BEGIN RECORDS FOR THE TASK
PR #123, opened 2021-04-22
Improvements in the proof of Trakhtenbrot (for coq-8.13 branch)

DmxLarchey:
Not supposed to be merged right now. More precise description, to be completed.

+ Improved notations to correspond more closely to the paper (LMCS)
+ a new finite quotient along a partial equivalence relation and a list of defined elements (not necessarily all of them) in `Shared/Libs/DLW/Utils/fin_quotient.v`
+ `list_seteq` in `Shared/Libs/DLW/Utils/seteq.v`:
  - a nice inductive characterization of extensional identity of lists (same members)
  - `list_seteq` is permutation augmented with contraction equivalence
  - used to simplify the proof of `bti_equiv` in `btree.v`.
+ better automation in `btree.v`, most proofs are now very short.
+ cleanup (removed dead code) and better notations in `membership.v`
+ simplified the reduction from `Σn` to `Σ2` by removing some unnecessary axioms, impacts `reln_hfs.v` and `Sign_Sig2.v`
+ a better tactic notation `fol equiv *` for proving `A o B <-> A' o B'` where `o` is a binary connective or other. Not all the code is fully updated to use this tactic. 

A finer characterization for decidability of `FSAT` over monadic signatures (arity less than one):
+ as in the `discrete` signature case, one has to distinguish if there is a unary relation or else if all relation symbols are nullary;
+ two symbols are _discernable_ if they can be mapped to two different values in `bool`, eg `f x = true` and `f y = false` for some `f : rels -> bool` (equivalently, they can be mapped to two different values of a discrete type);
+ if there is a unary relation symbol: _`FSAT` is decidable iff discernability of function symbols and of relation symbols are decidable_;
+ if all relation symbols are nullary (arity 0):  _`FSAT` is decidable iff discernability of relation symbols is decidable_.


DmxLarchey:
Hi @dominik-kirst. I did improve on your comments on the paper. Did you like the development of _discernability_ ?

dominik-kirst:
> Hi @dominik-kirst. I did improve on your comments on the paper. Did you like the development of _discernability_ or does it feel like splitting hairs (the french wording for that is rude)?

I just pushed some more replies, looks pretty good to me now :)

The section on discernability is a great fit to the paper, since it once again showcases a subtlety of constructive finite model theory that is completely invisible for the classical view. The fine structure of `discreteness -> dec apartness -> dec discernability` is very interesting, especially since it contributes to a more precise signature classification in comparison to the IJCAR paper. If the reviewers don't like it we can still shorten, but for now I would just keep it as is.

By the way I'm now convinced that discernability is really a weaker property than apartness, even on strongly finite types. There can always be hidden intensional properties showing x apart from y that are not computably detectable. So in particular think that the `dec apartness -> dec discernability` direction is strict.

DmxLarchey:
I did push some remarks on the paper. Could you reference the code in the paper (sources files and name of results or definitions) ?

DmxLarchey:
> By the way I'm now convinced that discernability is really a weaker property than apartness, even on strongly finite types.

After thinking a bit about it, I realized that decidable discernability is a necessary condition for SAT over decidable models (`P` and `Q` are discernable iff there is a model of `P /\ ~ Q`) whereas discreteness is a necessary condition for PROVABILITY (`P` and `Q` are equal iff `P -> Q` is provable).

dominik-kirst:
> I did push some remarks on the paper. Could you reference the code in the paper (sources files and name of results or definitions) ?

In the separation logic section? Can do, I guess we'll merge the developments at some point so I set the links accordingly?

DmxLarchey:
> In the separation logic section? Can do, I guess we'll merge the developments at some point so I set the links accordingly?

Well with the PR gets merged, we are ok. Isn't the sep-logic devel. already in `coq-8.13` ?

DmxLarchey:
> > `P` and `Q` are equal iff `P -> Q` is provable
> 
> How do you prove the backwards direction without arguing semantically?

In a system with cut-elimination, I would say this entails there is a cut-free proof of `P |- Q` and then
by inversion of the rules (excluding cut).

dominik-kirst:
> Well with the PR gets merged, we are ok. Isn't the sep-logic devel. already in `coq-8.13` ?

Yep it is. So I've now added preliminary links and as soon as we have merged and reuploaded the coqdoc all links should work.

dominik-kirst:
> In a system with cut-elimination, I would say this entails there is a cut-free proof of `P |- Q` and then by inversion of the rules (excluding cut). May be I forgot to precise that `P` and `Q` are variables.
> 
> For the semantic argument, soundness is enough (no need for completeness) but the model would need to computably differentiate `P` from `Q`.

Okay, I see this :)

I think the underlying fact is that discernability corresponds to decidable models and discreteness to arbitrary models (which in turn corresponds to provability). In the latter case also the semantic argument works since there is no need to differentiate computably.

DmxLarchey:
About the _Boolean counterpart_? Does it correspond to [`squash`](https://github.com/uds-psl/coq-library-undecidability/blob/coq-8.13/theories/SeparationLogic/Reductions/FSATdc_to_MSLSAT.v) ? Is there any advantage in projecting a decidable proposition to `if dec P then True else False` instead of `if dec P then true else false = true` ? Otherwise it seems to be the same construction.

dominik-kirst:
> About the _Boolean counterpart_? Does it correspond to [`squash`](https://github.com/uds-psl/coq-library-undecidability/blob/coq-8.13/theories/SeparationLogic/Reductions/FSATdc_to_MSLSAT.v) ? Is there any advantage in projecting a decidable proposition to `if dec P then True else False` instead of `if dec P then true else false = true` ? Otherwise it seems to be the same construction.

Ah, I thought that you use an explicit Boolean membership function. Of both versions the `if dec P then True else False` is slightly easier to show unique, at least without using lemmas.

DmxLarchey:
> Ah, I thought that you use an explicit Boolean membership function. Of both versions the `if dec P then True else False` is slightly easier to show unique, at least without using lemmas.

Oh no, I just _squashed_ at the last possible time but on `bool` instead of `True/False`. I agree you do not need to show `UIP` for `@eq bool` with your version.

DmxLarchey:
> I've just regenerated the HTML files from you development branch and pushed it to the new website so we can check if the new links work.

The paper links seem to work fine. However:
* the [TOC](https://www.ps.uni-saarland.de/extras/fol-trakh-ext/website/toc.html) is not up to date and does not reflect the contents of the paper
* the [summary file](https://www.ps.uni-saarland.de/extras/fol-trakh-ext/website/Undecidability.TRAKHTENBROT.summary.html) is missing

These are the two main pointers so it is a bit annoying.

> Btw, when do we plan to submit? Technically, the deadline is tomorrow AoE, do you think this will now be strict? I think I can work on the remaining todos in the intro later today, what else would be missing for submission?

I do not think much is missing now for the submission. I would have liked the paper to link to a GH `tag` of the main library. We can submit and generate the tag later thought. I would like to customize the `README.md` in the given tag to explain what to compile (eg `make TRAK.../red_undec.vo`) or reintroduce the `summary.v` file.

dominik-kirst:
> The paper links seem to work fine. However:
> 
> * the [TOC](https://www.ps.uni-saarland.de/extras/fol-trakh-ext/website/toc.html) is not up to date and does not reflect the contents of the paper
> * the [summary file](https://www.ps.uni-saarland.de/extras/fol-trakh-ext/website/Undecidability.TRAKHTENBROT.summary.html) is missing

I've added the old summary file html, seems the links are still intact. I've had the issue with the TOC before, we can't have both the sparse structure needed for the library and the detailed structure following the paper at the same time. What I did is to merge the code at some point and then reintroduce the comments generating the paper structure in my fork. For now I've just deleted the link to the TOC, I'll add it again if we decide to add a meaningful one.

> I do not think much is missing now for the submission. I would have liked the paper to link to a GH `tag` of the main library. We can submit and generate the tag later thought. I would like to customize the `README.md` in the given tag to explain what to compile (eg `make TRAK.../red_undec.vo`) or reintroduce the `summary.v` file.

I think for submission it would be enough to link to your development branch with additional explanations (especially if an older snapshot of it has been merged to the main library).

Should we maybe zoom at some point tomorrow to clarify these questions?

DmxLarchey:
> Should we maybe zoom at some point tomorrow to clarify these questions?

Let us zoom tomorrow. Morning is ok for you ?

I did push some updates to the paper, removing some remarks but also adding some (just to visualise the addtions). Feel free to correct directly on them. What do you think of the para. on constructive subtleties ?

See you tomorrow,

Dominique

dominik-kirst:
> Let us zoom tomorrow. Morning is ok for you ?

Yep, would 10am be fine? The link I've sent you a couple of days ago should still work.

DmxLarchey:
> Yep, would 10am be fine? The link I've sent you a couple of days ago should still work.

Ok for 10am. See you.

dominik-kirst:
I've just pushed my final todos in the tex file. I've also reuploaded the old coqdoc toc but it doesn't really work well (only some of the files jump into meaningful parts). You can give it a try (accessible from the top right of any of the html pages) and then we'll see if we keep it.

DmxLarchey:
Hi @dominik-kirst ,

I loaded and _updated_ the `summary.v` file. The file was not in sync so it took a while...

Could you append the results for `sep_logic` at the end of this file, following the scheme, i.e. `Print` of needed definitions. `About` and `Print Assumptions` for results.

DmxLarchey:
Hi @dominik-kirst, shall I create a new paper on Arxiv or update the existing one? I guess I create a new one but I just wanted to be sure.

dominik-kirst:
> Hi @dominik-kirst, shall I create a new paper on Arxiv or update the existing one? I guess I create a new one but I just wanted to be sure.

Yeah a new one seems right, otherwise the references to the extended IJCAR paper from before will break.

dominik-kirst:
> Could you append the results for `sep_logic` at the end of this file, following the scheme, i.e. `Print` of needed definitions. `About` and `Print Assumptions` for results.

I've added them in my local clone of your fork, but I don't have permission to push it. You either have to give me write access to your fork or I'll just post the few lines here?

DmxLarchey:
@dominik-kirst I assigned you to this PR. Does this give you write access?

dominik-kirst:
Doesn't seem so, I think the PR management is really independent of the repo access. But nevermind, I've anyways just added the following lines, so maybe you can just do the commit:

From Undecidability.SeparationLogic Require Import SL MSL SL_undec Reductions.FSATdc_to_MSLSAT.

Print sp_form. (* Syntax of full separation logic *)
Print msp_form. (* Syntax of fragment *)
Print sp_sat. (* Satisfiability relation *)
Print SLSAT. (* Corresponding decision problem *)

About reduction. (* Reduction from FSAT' to separation logic *)
About SLSAT_undec. (* Undecidability of SLSAT *)

dominik-kirst:
Pushed. Are you fine with this?

dominik-kirst:
Hm the HTML doesn't include the normal (* ... *) comments anymore, I'll see if I can fix that later.

dominik-kirst:
> Hm the HTML doesn't include the normal (* ... *) comments anymore, I'll see if I can fix that later.

Okay fixed.

DmxLarchey:
**Urgent** @dominik-kirst : Seems that Lemma 55 in the paper does point to `FSATdc_to_MSLSAT.reduction_backwards` but the statements are unrelated as I read them...

dominik-kirst:
> **Urgent** @dominik-kirst : Seems that Lemma 55 in the paper does point to `FSATdc_to_MSLSAT.reduction_backwards` but the statements are unrelated as I read them...

Looks fine to me, `FSATdc_to_MSLSAT.reduction_backwards` states the equivalence in both satisfiability relations with the condition on the free variables. The dummy element `(a0, (none, none))` in Lemma 55 is assumed as `d0 : dom h` which looks indeed a bit different. The conditions in the constructed model (finite, discrete, decidable) are then listed in the following lemmas.

DmxLarchey:
This is the Coq output for `About FSATdc_to_MSLSAT.reduction_backwards.` 

```
reduction_backwards :
∀ (s : stack) (h : heap) (d0 : dom h) (phi : Syntax.form),
 (∀ x : nat, x ∊ FV phi -> ∃ l : nat, s x = Some l /\ (l, (None, None)) ∊ h) ->
 FullTarski.sat (env s h d0) phi <-> msp_sat s h (encode phi)

reduction_backwards is not universe polymorphic
Arguments reduction_backwards _ _ _ _ _%function_scope
reduction_backwards is opaque
Expands to: Constant Undecidability.SeparationLogic.Reductions.FSATdc_to_MSLSAT.reduction_backwards
```

I am sorry but I cannot make it match with Lemma 55... In the paper formulation, the existance of the model is above the `<->`, not on its left side.

DmxLarchey:
Also Lemma 55 says _one can compute_ while `FullTarski.sat` is probably `Prop` bounded.

DmxLarchey:
How I read `reduction_backwards` is:
_given a stack s, a heap h and FO formula phi st every free variable in phi is interpreted by a void pointer in h, we have phi is FSAT <-> (s,h) satisfy phi_bar_

DmxLarchey:
Oh may be I see what is my problem: ` FullTarski.sat` is _satisfaction_ not satisfiability !! Is this correct ?

dominik-kirst:
> Oh may be I see what is my problem: ` FullTarski.sat` is _satisfaction_ not satisfiability !! Is this correct ?

Exactly, and the "one can compute" part is the definition of `dom`, `env`, and `model` before that.

> Also the way you are using implicit parameters is confusing me. In fact the _one can compute_ is hidden in the definition of `env` and `env` hides the model as its implicit parameter...

I agree that this is a bit unfortunate. Do you want me to pass around the arguments more explicitly? (As long as you're fine with the way the lemmas are stated in the paper I see no need to worry, we can change the code and coqdoc until we're happy.)

DmxLarchey:
> Doesn't seem so, I think the PR management is really independent of the repo access.

It seems you are not a _maintainer_ of the main repository so I cannot give you the right to push into one of my PR. However I gave you the right to push in my own branch on my fork which automatically updates the corresponding PR, like it was me who did the push to my branch. 

However it does not seem this authorization can be made branch specific. So please do not mess with the other branches of my fork ;-)

I think I do have a maintainer status because I remember I could update a PR once. However, I cannot manage the list of maintainers. I think @yforster is the one who can. On principle, I do not see a reason to limit the updates on PRs to maintainers but this is the annoying state of things.

DmxLarchey:
The branch seems good now. To avoid polluting the main repository with irrelevant comments, I will now create a new PR and later on, remove the two previous PRs (including this one):

- The new PR will contain this code, except for `TRAKHTENBROT/summary.v` and will revert to the official `Readme.md`
- Once accepted by the reviewers, I will branch to a _tag_ containing the `summary.v` and the customized `Readme.md`. This will create a release. I suggest `TRAK-LMCS` a name for the tag/release.
- Then @dominik-kirst can modify the link in http://www.ps.uni-saarland.de/extras/fol-trakh-ext/ to link to the tagged branch.
- Possibly also, he might need to run `coqdoc` once again.

DmxLarchey:
It is possible that the reviewers ask for restructuration of the code along the guidelines. I will write a comment that we need this structure because of the links with the submitted paper and `coqdoc`, and that we intend to create a tag from this PR. But also, we will propose a sub-sequent PR with restructuring a the `TRAKHTENBROT` directory along the guidelines that will hence not interact with the submission.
END RECORDS FOR THE TASK
EXERCISE AIM:
Wherever the string "reuploaded" appears in the records, copy the whole line.

ANSWER AREA:
Yep it is. So I've now added preliminary links and as soon as we have merged and reuploaded the coqdoc all links should work.
I've just pushed my final todos in the tex file. I've also reuploaded the old coqdoc toc but it doesn't really work well (only some of the files jump into meaningful parts). You can give it a try (accessible from the top right of any of the html pages) and then we'll see if we keep it.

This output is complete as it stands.